I just want to share a character-free proof - very accessible and too long for a comment (also - probably not original). Of course, it's just a restatement of a character-full proof.

Let $\vec{v} \in \mathbb{R}^{\mathbb{F}_q}$ be the vector whose $i$'th coordinate is the number of solutions to $x^2 \equiv i \mod q$. Then the distribution of $\sum_{i=1}^{k} x_i^2$ is given by the convolution (coming from the additive structure of $\mathbb{F}_q$) of $\vec{v}$ with itself $k$ times, i.e. $\underbrace{\vec{v} * \cdots * \vec{v}}_{k \text{ times}}$.

The main observation is that the convolution of $\vec{v}$ with itself is almost constant, in the following sense: there are only 2 (possibly equal) values appearing in it, one corresponding to the number of solutions to $x_1^2+x_2^2=0 \mod q$ and the other for all the rest:

- If $q \equiv 1 \mod 4$, there is a root of $-1$ in $\mathbb{F}_q$, denote it by $i$. The equation $x_1^2+x_2^2 =a\mod q$ factors as $(x_1+ix_2)(x_1-ix_2)=a$, which is equivalent (after an $\mathbb{F}_q$-linear transformation) to $y_1 y_2 = a \mod q$. In this form the result is evident.
- If $q \equiv -1 \mod 4$, $i:=\sqrt{-1}$ still exists but in $\mathbb{F}_{q^2}$. The equation still factors as $(x_1 +ix_2)(x_1-ix_2) = a$ in $\mathbb{F}_{q^2}$. Raising to $q$'th power is a (Frobenius) automorphism acting as $(x_1+ix_2)^q=x_1-ix_2$, so we can rewrite this as $z^{q+1} = a$ where $z \in \mathbb{F}_{q^2}$. Because of the cyclic structure of $\mathbb{F}_{q^2}^{\times}$ and because $\mathbb{F}_{q}^{\times}$ is a subgroup of index $q+1$, the number of solutions is $q+1$ when $0 \neq a \in \mathbb{F}_{q}$ (there are $q+1$ roots of unity of order dividing $q+1$ in $\mathbb{F}_{q^2}$).

We can summarize both cases as $(\vec{v}*\vec{v})_a = \begin{cases} q+(\frac{-1}{q})(q-1)& a =0 \\ q-(\frac{-1}{q}) & a\neq 0 \end{cases}$.

The second obserivation is that if $\{ \vec{u_i}\}_{i=1}^{2}$ are two vectors of the form $\vec{v_i} = (a_i, \underbrace{b_i, \cdots, b_i}_{q-1 \text{ times}})$, then their convolution is of the form $(a, \underbrace{b, \cdots, b}_{q-1 \text{ times}})$, where $a,b$ satisfy $a+(q-1)b=(a_1+(q-1)b_1)(a_2+(q-1)b_2)$ and $a-b=(a_1-b_1)(a_2-b_2)$. In other words, the functional $(a, \underbrace{b, \cdots, b}_{q-1 \text{ times}}) \to \begin{cases} a+(q-1)b\\ a-b \end{cases}$ respect convolution and turn it into multiplication.

Now it is only a computational matter: if $k$ is even, we need to convolve $\vec{v} * \vec{v}$ with itself $\frac{k}{2}$ times using the second observation.
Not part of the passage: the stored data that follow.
PR #138, opened 2023-06-02
Task #876 - Add license_finder to template

anamarijabalaban:
Task: [#876](https://latest.productive.io/1-infinum/time/me/task/4779901?tour=time-week-layout)

#### Aim
Add license_finder to the template.

#### Solution
Added license_finder gem and prepared a list of restricted and permitted licenses. Also, license_finder is added to pre-commit hooks.

### DIFF
--- a/template.rb
+++ b/template.rb
@@ -726,9 +726,11 @@ run 'overcommit --sign pre-push'
 run 'bundle exec rubocop -A'
 
 # add a list of permitted licenses to license_finder configuration file
-run 'bundle exec license_finder permitted_licenses add "New BSD" "Simplified BSD" ' \
-    'ruby "2-clause BSDL" "Python-2.0" MIT "Apache 2.0" ISC CC0-1.0 CC-BY-3.0 ' \
-    '"Mozilla Public License 2.0" LGPL'
+run 'bundle exec license_finder permitted_licenses add "New BSD" "Simplified BSD" ruby "2-clause BSDL" ' \
+    '"Python-2.0" MIT "Apache 2.0" ISC CC0-1.0 CC-BY-3.0 "Mozilla Public License 2.0" LGPL MIT-0 ' \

We get the vector $(a, \underbrace{b, \cdots, b}_{q-1 \text{ times}})$ where $a,b$ are given as a solution of the following linear system: $a+(q-1)b=q^{k/2}, a-b=(q(\frac{-1}{q}))^{k/2}$.

If $k$ is odd, there's an additional complication - we first compute $\underbrace{v * \cdots * v}_{k-1 \text{ times}}=(a, \underbrace{b, \cdots, b}_{q-1 \text{ times}})$, and then we need to convolve it once again with $\vec{v}$ - the $j$'th coordinate will be $av_j + (q-v_j)b= qb + (a-b)(1+(\frac{j}{q}))$.